La revue
Le Débat consacre sa dernière livraison à la global history, dans une approche critique de grande qualité, qui cherche avant tout à relativiser la nouveauté du champ en mettant l'accent sur ses origines négligées, notamment française. Un ensemble de très grande qualité:
Sommaire:
Citer :
Écrire l'histoire du monde
Erik Orsenna, « Je cherchais du global, et je n'ai trouvé que du local » (entretien)
Définitions
Krzysztof Pomian, World History : histoire mondiale, histoire universelle
Olivier Pétré-Grenouilleau, La galaxie histoire-monde
François Hartog, De l'histoire universelle à l'histoire globale ? Expériences du temps
Christian Grataloup, L'histoire du Monde a une géographie (et réciproquement)
Rétrospections
Edmund Burke III, Marshall G. S. Hodgson et l'histoire mondiale
William H. McNeill, Histoire mondiale : l'essor et le déclin de l'Occident
Interrogations
Alain Testart, L'histoire globale peut-elle ignorer les Nambikwara ? Plaidoyer pour l'ethnohistoire
Jean-François Bayart, En finir avec les études postcoloniales
Illustrations
John H. Elliott, Contrastes d'empire : l'Espagne et l'Angleterre en Amérique
Immanuel Wallerstein, Les économies-monde et leurs histoire (entretien)
Serge Berstein, Les guerres du XXe siècle et le monde
A.G. Slama consacrait dans
Le Figaro aujourd'hui un petit article à cette parution (ainsi qu'à celle du dernier livre de Saskia Sassen):
Citer :
L'histoire, à l'heure du « global »
Le XXe siècle a été marqué par deux guerres mondiales, par la première grande crise économique planétaire et par la fin des impérialismes. L'interdépendance entre les nations et les continents est alors entrée dans la conscience des peuples. Ce fut l'âge des projets de sécurité collective et de la construction de l'Union européenne. Ce fut aussi l'époque des grands essais d'histoire des civilisations, tous marqués par le souci de décrire les rapports de puissance et les échanges, depuis Toynbee jusqu'à William H. McNeill et Eric J. Hobsbawm, en passant par Fernand Braudel.
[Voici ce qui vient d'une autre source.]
PR #961, opened 2015-07-14
Initial StyleCopTester implementation

### LINKED ISSUE #952: Command line tool to run StyleCopAnalyzers on a solution
It would be nice to have a command line utility that runs the StyleCopAnalyzers analyzers on a solution (code fixes considered later).

```
StyleCopTester [options] <Solution>
```

By default, all analyzers which are enabled by default run. The following options are avaliable for `[options]`:

| Option | Meaning |
| --- | --- |
| `/all` | Run all StyleCopAnalyzers analyzers, including ones that are disabled by default |
| `/id:<id>` | Enable analyzer with diagnostic ID `<id>` (when this is specified, only this analyzer is enabled) |

:memo: A primary purpose of this tool is testing performance with both the sampling and instrumenting profilers. The Test Explorer in Visual Studio 2015 does not currently provide enough ability to configure profiling methods for unit tests, and running inside the IDE introduces significant variance due to the editor environment, hence the need to create this as a command line tool.

pdelvo:
This implementation is currently not really usefull. When certain analyzers are included in the list of analyzers that are used it will not find any diagnostics. This bug is fixed in roslyn versions post rc2. Also currently there isnt really much validation of the command line parameters.

Do we want tests for this?

Fixes #952

### DIFF
--- a/StyleCop.Analyzers/StyleCopTester/Program.cs
+++ b/StyleCop.Analyzers/StyleCopTester/Program.cs
@@ -1,0 +1,129 @@
+﻿namespace StyleCopTester
+{
+    using System;
+    using System.Collections.Generic;
+    using System.Collections.Immutable;
+    using System.Diagnostics;
+    using System.Linq;
+    using System.Reflection;
+    using System.Threading.Tasks;
+    using Microsoft.CodeAnalysis;
+    using Microsoft.CodeAnalysis.Diagnostics;
+    using Microsoft.CodeAnalysis.MSBuild;
+
+    /// <summary>
+    /// StyleCopTester is a tool that will analyze a solution, find diagnostics in it and will print out the number of
+    /// diagnostics it could find. This is useful to easily test performance without having the overhead of visual
+    /// studio running.
+    /// </summary>
+    internal class Program
+    {
+        private static void Main(string[] args)
+        {
+            // A valid call must have at least two parameters. A solution file and /all or one /id:SAXXXX
+            if (args.Length <= 1)
+            {
+                PrintHelp();
+            }
+            else
+            {
+                Stopwatch stopwatch = Stopwatch.StartNew();
+                var analyzers = GetAllAnalyzers();
+
+                analyzers = FilterAnalyzers(analyzers, args).ToImmutableArray();
+
+                if (analyzers.Length == 0)
+                {
+                    PrintHelp();
+                    return;
+                }
+
+                MSBuildWorkspace workspace = MSBuildWorkspace.Create();
+                Solution solution = workspace.OpenSolutionAsync(args[0]).Result;
+
+                Console.WriteLine($"Loaded solution in {stopwatch.ElapsedMilliseconds}ms");
+
+                stopwatch.Restart();
+
+                var diagnostics = GetAnalyzerDiagnosticsAsync(solution, args[0], analyzers).Result;
+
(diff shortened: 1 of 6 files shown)


StyleCop.Analyzers/StyleCopTester/Program.cs
```diff
@@ -0,0 +1,129 @@
...
+
+                Console.WriteLine($"Found {diagnostics.Count} diagnostics in {stopwatch.ElapsedMilliseconds}ms");
+            }
+        }
+
+        private static IEnumerable<DiagnosticAnalyzer> FilterAnalyzers(IEnumerable<DiagnosticAnalyzer> analyzers, string[] args)
+        {
+            bool useAll = args.Contains("/all");
+
+            HashSet<string> ids = new HashSet<string>(args.Where(y => y.StartsWith("/id:")).Select(y => y.Substring(4)));
```
Maxwe11: Why we need these if useAll is true?

sharwell: We don't. But it also doesn't really matter if we do calculate them.

StyleCop.Analyzers/StyleCopTester/Program.cs
```diff
@@ -0,0 +1,129 @@
...
+        {
+            Compilation compilation = await project.GetCompilationAsync().ConfigureAwait(false);
+            CompilationWithAnalyzers compilationWithAnalyzers = compilation.WithAnalyzers(analyzers);
+
+            return await compilationWithAnalyzers.GetAnalyzerDiagnosticsAsync().ConfigureAwait(false);
+        }
+
+        private static void PrintHelp()
+        {
+            Console.WriteLine("Usage: StyleCopTester [options] <Solution>");
```
vweijsters: This should be `Console.WriteLine("Usage: StyleCopTester <Solution> [options]")`

pdelvo: I should make the command line parsing a bit more robust and support both

StyleCop.Analyzers/StyleCopTester/Program.cs
Maxwe11: More obviously skip specified diagnostics if both `/all` and `/id` options presented.

    StyleCopTester /all /id:SA1010 /id:SA1011

StyleCop.Analyzers/StyleCopTester/Program.cs
```diff
@@ -0,0 +1,129 @@
...
+    /// <summary>
+    /// StyleCopTester is a tool that will analyze a solution, find diagnostics in it and will print out the number of
+    /// diagnostics it could find. This is useful to easily test performance without having the overhead of visual
+    /// studio running.
+    /// </summary>
+    internal class Program
+    {
+        private static void Main(string[] args)
+        {
+            // A valid call must have at least two parameters. A solution file and /all or one /id:SAXXXX
```
sharwell: :question: If only one parameter is given (the solution file), I expected it to enable all diagnostics which are enabled by default (just run the default configuration). I don't mind creating a separate issue for this, but I wanted to check and see if you implemented it this way already.

sharwell:
This will be an awesome addition to the project. :sunglasses:

StyleCop.Analyzers/StyleCopTester/Program.cs
pdelvo: I don't do this right now. I would have to do this manually. Im going to do that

Qu'en sera-t-il au XXIe siècle ? Eh bien ! si l'on en juge par les articles originaux et fort stimulants publiés dans le dernier numéro de la revue Le Débat *, on est tenté de formuler ici une hypothèse : la « globalisation », qui vient, est un phénomène bien plus profond que la mondialisation ; il ne touche pas seulement les rapports entre les peuples, de part et d'autre de leurs frontières respectives ; il pénètre chaque pays dans l'épaisseur de ses structures, à travers les transferts favorisés par la révolution des techniques et des médias. En sorte qu'à l'histoire universelle ou mondiale de jadis tend à se substituer une histoire globale, qui ne se découpe plus seulement en phases chronologiques et en espaces géographiques, mais aussi en tranches superposées, économiques, juridiques, sociales, culturelles, démographiques, à la manière d'un mille-feuille : si complexes qu'ils soient, les rapports entre les nations le sont moins que les interactions, à l'intérieur de chaque société, entre ces tranches constamment déplacées par les changements du monde.
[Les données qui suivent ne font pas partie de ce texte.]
PR #962, opened 2015-07-14
Implemented performance improvement for TriviaHelper.GetContainingTriviaList 

### LINKED ISSUE #957: Improve performance of TriviaHelper.GetContainingTriviaList
TriviaHelper.GetContainingTriviaList is currently responsible for 15.4% of the inclusive samples in my cpu sampling. I think this is way to much. The most expensive call in it is actually TriviaList.AddRange with 13.3%. The callers of this method don't really need a TriviaList so it might be a good idea to switch to a different list.

vweijsters:
Fixes #957 

Tested it using the StyleCopTester pull request.
In release mode, running SA1512 over the Microsoft/CodeContracts solution resulted in:

Scenario | Result (time spent in TriviaHelper.GetContainingTriviaList)
----- | -----
Original | 12764 ms (average)
New | 1962 ms (average)

Big thanks to @pdelvo for helping out (= doing a lot of the work) with this one.

### DIFF
--- a/StyleCop.Analyzers/StyleCop.Analyzers/Helpers/TriviaHelper.cs
+++ b/StyleCop.Analyzers/StyleCop.Analyzers/Helpers/TriviaHelper.cs
@@ -139,7 +139,7 @@
             SyntaxTriviaList part1;
             SyntaxTriviaList part2;
 
-            triviaIndex = token.TrailingTrivia.IndexOf(trivia);
+            triviaIndex = BinarySearch(token.TrailingTrivia, trivia);
             if (triviaIndex != -1)
             {
                 var nextToken = token.GetNextToken(includeZeroWidth: true);
@@ -150,13 +150,41 @@
             else
             {
                 var prevToken = token.GetPreviousToken();
-                triviaIndex = prevToken.TrailingTrivia.Count + token.LeadingTrivia.IndexOf(trivia);
+                triviaIndex = prevToken.TrailingTrivia.Count + BinarySearch(token.LeadingTrivia, trivia);
 
                 part1 = prevToken.TrailingTrivia;
                 part2 = token.LeadingTrivia;
             }
 
             return new DualTriviaListHelper(part1, part2);
+        }
+
+        private static int BinarySearch(SyntaxTriviaList leadingTrivia, SyntaxTrivia trivia)
+        {
+            int low = 0;
+            int high = leadingTrivia.Count - 1;
+            while (low <= high)
+            {
+                int index = low + ((high - low) >> 1);
+                int order = leadingTrivia[index].Span.CompareTo(trivia.Span);
+
+                if (order == 0)
+                {
+                    return index;
+                }
+
+                if (order < 0)
+                {
+                    low = index + 1;
+                }
+                else
+                {
+                    high = index - 1;
+                }
+            }
+
+            // Entry was not found
+            throw new KeyNotFoundException("trivia was not in trivia list");
         }
 
         /// <summary>
--- a/StyleCop.Analyzers/StyleCop.Analyzers/Helpers/TriviaHelper.cs
+++ b/StyleCop.Analyzers/StyleCop.Analyzers/Helpers/TriviaHelper.cs
@@ -184,7 +184,7 @@
             }
 
             // Entry was not found
-            throw new KeyNotFoundException("trivia was not in trivia list");
+            return -1;
         }
 
         /// <summary>


StyleCop.Analyzers/StyleCop.Analyzers/Helpers/TriviaHelper.cs
```diff
@@ -14,20 +17,20 @@ internal static class TriviaHelper
...
         {
             for (var index = 0; index < triviaList.Count; index++)
             {
                 var currentTrivia = triviaList[index];
                 switch (currentTrivia.Kind())
                 {
-                case SyntaxKind.EndOfLineTrivia:
-                case SyntaxKind.WhitespaceTrivia:
-                    break;
+                    case SyntaxKind.EndOfLineTrivia:
```
pdelvo: You should probably revert thise indentation changes

StyleCop.Analyzers/StyleCop.Analyzers/LayoutRules/SA1512SingleLineCommentsMustNotBeFollowedByBlankLine.cs
```diff
@@ -170,9 +171,9 @@ private static bool IsOnOwnLine(SyntaxTriviaList triviaList, int triviaIndex)
             return false;
         }
 
-        private static bool IsPartOfFileHeader(SyntaxTriviaList triviaList, int triviaIndex)
+        private static bool IsPartOfFileHeader(IReadOnlyList<SyntaxTrivia> triviaList, int triviaIndex)
         {
-            if (triviaList.FullSpan.Start > 0)
+            if (triviaList[0].FullSpan.Start > 0)
```
pdelvo: Can you be sure that triviaList is not empty?

StyleCop.Analyzers/StyleCop.Analyzers/Helpers/TriviaHelper.cs
vweijsters: Will do. The auto formatter of Visual Studio got me again :disappointed:

StyleCop.Analyzers/StyleCop.Analyzers/LayoutRules/SA1512SingleLineCommentsMustNotBeFollowedByBlankLine.cs
vweijsters: No, probably not.

pdelvo:
Thats a really significant improvement. Using the StyleCopTester with roslyn 1.0.0 running all our analyzers on Microsoft/CodeContracts gave me these results (green arrows are improvements)

comparison

StyleCop.Analyzers/StyleCop.Analyzers/Helpers/TriviaHelper.cs
```diff
@@ -130,19 +133,30 @@ internal static SyntaxTriviaList WithoutLeadingWhitespace(this SyntaxTriviaList
...
                 var nextToken = token.GetNextToken(includeZeroWidth: true);
-                return token.TrailingTrivia.AddRange(nextToken.LeadingTrivia);
+
+                part1 = token.TrailingTrivia;
+                part2 = nextToken.LeadingTrivia;
+            }
+            else
+            {
+                var prevToken = token.GetPreviousToken();
+                triviaIndex = prevToken.TrailingTrivia.Count + token.LeadingTrivia.IndexOf(trivia);
```
pdelvo: triviaIndex is not used. This is actually a (relativly) big performance hit. Thats how I noticed it.

sharwell: :question: Is this something that still needs to be fixed before the change is merged?

pdelvo: You could remove this when merging. This shows up prominently in performance reports

vweijsters: :exclamation: You cannot remote that. `triviaIndex` is an out parameter and several callers of the method require that value.

vweijsters:
I also removed all instances of SyntaxTriviaList.AddRange. 
This will address some of the issues in #964.

I added it in the PR because it needed the helper class introduced here.

StyleCop.Analyzers/StyleCop.Analyzers/Helpers/TriviaHelper.cs
pdelvo: You're right. I overlooked that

Autrement dit, l'observation banale que la globalisation nous amène à faire chaque jour, et qui consiste à nous demander s'il existe encore, par exemple, un « modèle » français ou italien, espagnol, allemand, anglais, etc., se répercute sur l'écriture de l'histoire elle-même. Laquelle abandonne la beauté linéaire de la vieille idéologie du progrès pour tenter de saisir, dans les déplacements incessants des populations, des idées, des règles de droit et des rapports économiques, la signification de mouvements orientés dans les directions les plus diverses, parfois les plus contradictoires, dont on ne sait s'ils nous renvoient au Moyen Age ou au Meilleur des mondes. Il va bien falloir tenter de comprendre, de dégager des lois : admirable chantier pour les historiens ! Ainsi, aux jumelles et à la loupe l'histoire « globale » substitue-t-elle la sonde ; aux grandes perspectives et aux gros plans, la prospection des profondeurs. Pour les politiques, c'est une autre affaire : leur rôle est de maintenir les repères, de préserver les cohérences, plus nécessaires que jamais par temps de houle. L'histoire qui se fait, heureusement, n'est pas la même que celle qui s'écrit.
*Ecrire l'histoire du monde, avec K. Pomian, W.H. McNeill, I. Wallerstein, J. H. Elliott, F. Hartog, J.-F. Bayart, O. Pétré-Grenouilleau, C. Grataloup, A. Testart, etc., et un témoignage d'Erik Orsenna.
La Globalisation, une sociologie, de Saskia Sassen, Gallimard, 2009.